Sta di fatto che se non é tuo ed é concesso a writer/s non vedo perché no. Non ti piace? Va benissimo. Che non c'entri nulla peró in assoluto non lo puoi dire. 

A biri. Anche avessi ragione e mettiamo che ce l'hai non é che devono fare un referendum per chiedere a te se vuoi concedere il treno. Non é che per ripitturare di un colore che a biri non piace un muro del qurinale lo devono prima chiedere a biri


----------



## free (12 Maggio 2014)

biri ha detto:


> adesso ti dirà che sei qualunquista :mrgreen:



è una delle mie tante qualità


----------



## Tubarao (12 Maggio 2014)

Sui muri di certi obbrobri architettonici romani certe opere tipo quelli di Banksy ci starebbero benissimo però.


----------



## birba (12 Maggio 2014)

@lex ha detto:


> Sta di fatto che se non é tuo ed é concesso a writer/s non vedo perché no. Non ti piace? Va benissimo. Che non c'entri nulla peró in assoluto non lo puoi dire.
> 
> A biri. Anche avessi ragione e mettiamo che ce l'hai non é che devono fare un referendum per chiedere a te se vuoi concedere il treno.
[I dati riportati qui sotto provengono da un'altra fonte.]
PR #7629, opened 2023-11-13
Refactor 'AddPeriods' in 'AudioToTextPostProcessor'

ivandrofly:
The logic within 'AddPeriods' method is optimized for better performance and enhanced readability. Addition of a helper function 'IsNonStandardLineTerminationLanguage' simplifies language determination. Also, unnecessary period addition in subtitle paragraphs has been prevented and conditions for adding periods have been cleaned up, providing a better structured and less repetitive code.

### DIFF
--- a/src/libse/AudioToText/AudioToTextPostProcessor.cs
+++ b/src/libse/AudioToText/AudioToTextPostProcessor.cs
@@ -215,9 +215,15 @@ namespace Nikse.SubtitleEdit.Core.AudioToText
             return s;
         }
 
+        private static bool IsNonStandardLineTerminationLanguage(string language)
+        {
+            return language == "jp" || language == "cn" || language == "yue";
+        }
+
         public Subtitle AddPeriods(Subtitle inputSubtitle, string language)
         {
-            if (language == "jp" || language == "cn" || language == "yue")
+            if (IsNonStandardLineTerminationLanguage(language) ||
+                inputSubtitle.Paragraphs.Count == 0)
             {
                 return new Subtitle(inputSubtitle);
             }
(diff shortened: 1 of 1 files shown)


src/libse/AudioToText/AudioToTextPostProcessor.cs
```diff
@@ -226,46 +232,48 @@ public Subtitle AddPeriods(Subtitle inputSubtitle, string language)
...
-            var last = subtitle.GetParagraphOrDefault(subtitle.Paragraphs.Count - 1);
-            if (last != null &&
-                !last.Text.EndsWith('.') &&
-                !last.Text.EndsWith('!') &&
-                !last.Text.EndsWith('?') &&
-                !last.Text.EndsWith(',') &&
-                !last.Text.EndsWith(':'))
-            {
-                subtitle.Paragraphs[subtitle.Paragraphs.Count - 1].Text += ".";
-            }
```
ivandrofly, line 267: This code is unnecessary as we can use "default paragraph" (see line 238) with start-time of the last paragraph + SetPeriodIfDistanceToNextIsMoreThanAlways+1 and let the for-loop goes to `subtitle.Paragraph.Count` instead of  `subtitle.Paragraph.Count-1`.

When we `subtitle.GetParagraphOrDefault(index + 1)` if null is returned then we can be sure that the current paragraph is the last and just return the default  `defaultParagraph`

src/libse/AudioToText/AudioToTextPostProcessor.cs
```diff
@@ -226,46 +232,48 @@ public Subtitle AddPeriods(Subtitle inputSubtitle, string language)
...
-                    else
-                    {
-                        var lastWord = GetLastWord(paragraph.Text);
-                        var nextFirstWord = GetFirstWord(next.Text);
-                        if (TwoLetterLanguageCode == "en" && (englishSkipLastWords.Contains(lastWord) || englishSkipFirstWords.Contains(nextFirstWord)))
-                        {
-                            continue;
-                        }
 
-                        paragraph.Text += ".";
```
ivandrofly, line 253: Previously the codes inside this `else` statement will never execute as line 240 would always evaluate to true!

PR #7633, opened 2023-11-15
Update NameList.cs

RocketFriday:
Automatically add Possessives for English language names. "Possessives in English, for example, can be marked with an apostrophe (‘s), as in the book’s cover or John’s car."

### DIFF
--- a/src/libse/Dictionaries/NameList.cs
+++ b/src/libse/Dictionaries/NameList.cs
@@ -1,4 +1,4 @@
-﻿using Nikse.SubtitleEdit.Core.Common;
+using Nikse.SubtitleEdit.Core.Common;
 using System;
 using System.Collections.Generic;
 using System.IO;
@@ -258,13 +258,25 @@ namespace Nikse.SubtitleEdit.Core.Dictionaries
             }
 
             var de = nameListXml.DocumentElement;
-            if (de != null)
-            {
-                var node = nameListXml.CreateElement("name");
-                node.InnerText = name;
-                de.AppendChild(node);
-                nameListXml.Save(fileName);
+            if (de == null) 
+            { 
+                return true; 
             }
+
+            var node = nameListXml.CreateElement("name");
+            node.InnerText = name;
+            de.AppendChild(node);
+            if(LanguageName == "en")
+            {
+                if(!(name.EndsWith("'s") || name.EndsWith("'")))
+                {
+                    var nodeAlt = nameListXml.CreateElement("name");
+                    nodeAlt.InnerText = name.EndsWith("s") ? $"{name}'" : $"{name}'s";
+                    de.AppendChild(nodeAlt);
+                }
+            }
+
+            nameListXml.Save(fileName);
             return true;
         }
 


src/libse/Dictionaries/NameList.cs
```diff
@@ -1,4 +1,4 @@
-﻿using Nikse.SubtitleEdit.Core.Common;
+using Nikse.SubtitleEdit.Core.Common;
```
RocketFriday, line 1: I didn't change anything idk why this is showing up.

src/libse/Dictionaries/NameList.cs
```diff
@@ -258,13 +258,25 @@ public bool Add(string name)
             }
 
             var de = nameListXml.DocumentElement;
-            if (de != null)
+            if (de == null) 
+            { 
+                return true; 
+            }
```
RocketFriday, line 264: By 'early exiting' you avoid extra indentation, which minorly improves performance and readability.
Source: this stack exchange [post](https://softwareengineering.stackexchange.com/questions/299263/do-nested-conditionals-have-a-significant-performance-impact).
¯\\_(ツ)_/¯ don't have to keep it. Idc.

RocketFriday:
Also I don't have the proper .net version so I wasn't able to test this. Sorry.

src/libse/Dictionaries/NameList.cs
```diff
@@ -258,13 +258,25 @@ public bool Add(string name)
...
+            var node = nameListXml.CreateElement("name");
+            node.InnerText = name;
+            de.AppendChild(node);
+            if(LanguageName == "en")
             {
-                var node = nameListXml.CreateElement("name");
-                node.InnerText = name;
-                de.AppendChild(node);
-                nameListXml.Save(fileName);
+                if(!(name.EndsWith("'s") || name.EndsWith("'")))
```
ivandrofly, line 271: I don't think this is a good idea it will only increase the name file size
This type of process can easily be handled in code

RocketFriday: Yes, I've been thinking about this on and off for a while, 
this is definitely _not the correct solution_ but at the time I thought it was helpful.
I meant to take it down but forgot.
It also doesn't account for cases like, 
_"John'll be back soon."_

Using subedit regularly for the past few months has starkly pointed out the issues with name handling.
Like how names can't have spaces in them.
_"Zhu Li, do the thing!" - Varrick, The Legend of Korra_

RocketFriday: Or how you need to create multiple ocr fixes to account for errors in case.
_Zhu li -> Zhu Li
zhu Li -> Zhu Li
zhu li -> Zhu Li_

RocketFriday: It would also be nice to be able to have a generic name keyword. 
Example:
Find and Replace:
[Name]'ll
With: 
[Name] will

or

[Name]
with:
\<i>[Name]\</i>

idk ¯\_(ツ)_/¯ like you said, achievable through code but not everyone is a coder.

PR #7897, opened 2024-02-02
Fix: comment and and context was switched for some checks

PWillumsen:
For some checks in the NetflixQualityCheck the comment and context was the wrong way round.


niksedk:
Thx :)

PR #7930, opened 2024-02-14
Add "Verify completeness" feature

Flitskikker:
Another feature that first lived in a separate test application, now extended, improved and integrated into SE.

This feature allows you to verify the completeness of a subtitle against a reference/control subtitle. Easily find missing subtitles and insert them into the current subtitle with the click of a button.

Non é che per ripitturare di un colore che a biri non piace un muro del qurinale lo devono prima chiedere a biri


alex, ma che stai dicendo? imbrattare treni, case,  muri, ecc...
nn è proprio legale, chi lo fa commette un reato
magari nn grave, ma nn è che lo fa perchè gli viene commissionato da qualcuno
nn devono chiedere a me se mi sta bene perchè lo dice già la legge che nn va bene


----------



## birba (12 Maggio 2014)

free ha detto:


> è una delle mie tante qualità


:mrgreen:


----------



## free (12 Maggio 2014)

@lex ha detto:


> Sta di fatto che se non é tuo ed é concesso a writer/s non vedo perché no. Non ti piace? Va benissimo. Che non c'entri nulla peró in assoluto non lo puoi dire.
> 
> A biri. Anche avessi ragione e mettiamo che ce l'hai non é che devono fare un referendum per chiedere a te se vuoi concedere il treno. Non é che per ripitturare di un colore che a biri non piace un muro del qurinale lo devono prima chiedere a biri



e chi può dire invece che c'entra? chi può dire che un murales è bello? non se ne esce

se invece l'intento è di dare spazi sfigati ai writers perchè così nessuno dice nulla e soprattutto non vanno a dipingere altrove, allora è un altro discorso


----------



## birba (12 Maggio 2014)

Tubarao ha detto:


> Sui muri di certi obbrobri architettonici romani certe opere tipo quelli di Banksy ci starebbero benissimo però.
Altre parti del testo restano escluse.